Finding all the solutions to a system of equations

I'm struggling with something that I think should be pretty basic. I am taking a multi-variable calculus course at university where we are finding relative max/mins and saddle points of multi-variable functions. On some of these problems, I can find a couple of critical points, but can't seem to find all of them, for instance: $$f(x, y) = 2xy - \frac12(x^4 + y^4) + 1$$

I find the partial derivatives of x and y and get: $$f_x(x, y) = 2y - 2x^3$$ $$f_y(x, y) = 2x - 2y^3$$

I set both of these to 0 and get a system of equations.
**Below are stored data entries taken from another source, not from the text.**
PR #2333, opened 2018-10-30
Padding and backport 36

umar456:
Add padding kernel from the de-convolution commits and backport changes from the master branch.

### DIFF
--- a/include/af/defines.h
+++ b/include/af/defines.h
@@ -254,7 +254,12 @@ typedef enum {
     ///
     /// Out of bound values are symmetric over the edge
     ///
-    AF_PAD_SYM
+    AF_PAD_SYM,
+
+    ///
+    /// Out of bound values are clamped to the edge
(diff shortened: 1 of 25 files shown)


umar456:
Only a7bcac8 needs to be reviewed. Other commits are backports and have already been reviewed.

include/af/defines.h
```diff
@@ -254,7 +254,12 @@ typedef enum {
     ///
     /// Out of bound values are symmetric over the edge
     ///
-    AF_PAD_SYM
+    AF_PAD_SYM,
+
+    ///
+    /// Out of bound values are clamped to the edge
+    ///
+    AF_PAD_CLAMP_TO_EDGE,
```
umar456: Adding an enum will not affect the ABI. Its unfortunate we have to add this to the header but its necessary to avoid deviating from the master branch.

PR #2334, opened 2018-10-31
Added ParamIterator for the cpu backend

umar456:


src/backend/cpu/ParamIterator.hpp
```diff
@@ -0,0 +1,144 @@
...
+    // The iterator's stride
+    const af::dim4 stride;
+
+    // NOTE: This is not really the true coordinate of the iteration. It's
+    // values will go down as you move through the array.
+    std::array<dim_t, AF_MAX_DIMS> dim_index;
+
+    /// Calculates the iterator offsets. These are different from the original offsets
+    /// because they define the stride from the end of the last element in the previous
+    /// dimention to the first element on the next dimenstion.
```
syurkevi:
```suggestion
    /// dimension to the first element on the next dimension.
```

src/backend/cpu/ParamIterator.hpp
```diff
@@ -0,0 +1,144 @@
...
+    bool operator!=(const ParamIterator& other) const noexcept {
+        return other.ptr != ptr;
+    }
+
+    /// Advances the iterator
+    ParamIterator operator++() noexcept {
+        for(int i = 0; i < AF_MAX_DIMS; i++) {
+            dim_index[i]--;
+            ptr += stride[i];
+            if(dim_index[i]) return *this;
```
syurkevi: Fix

9prady9:
We should be able to test the iterator with subarray if we create a array and use `host` member function on it right ? @umar456

src/backend/cpu/ParamIterator.hpp
```diff
@@ -0,0 +1,149 @@
...
+#include <iterator>
+
+namespace cpu {
+
+/// A Param iterator that iterates through a Param object
+template<typename T>
+class ParamIterator {
+    T* ptr;
+
+    // NOTE: This is not really the true coordinate of the iteration. It's
```
mlloreda: It's -> its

Eventually I end up with a $y=x^3$ and subbing that into my other equation gives me: $$2x(1-x^5)=0$$

From this, I can come up with the answers $x=0$, and $x=1$. However, I also know from graphing this function that the remaining critical point is $x=-1$. I am sure that I just need to factor out the $(1-x^5)$ further, but I do not know a convenient way to do that. I'll have to be doing these fairly quickly for an upcoming exam. Any advice?

• Powers of powers multiply, not add. – Michael Burr Oct 29 '17 at 20:51

your System is given by $$y=x^3$$ $$x=y^3$$ thus $x=x^9$ and you will get $$0=x(x^8-1)$$ note that $$x^8-1=\left( x-1 \right) \left( x+1 \right) \left( {x}^{2}+1 \right) \left( {x}^{4}+1 \right)$$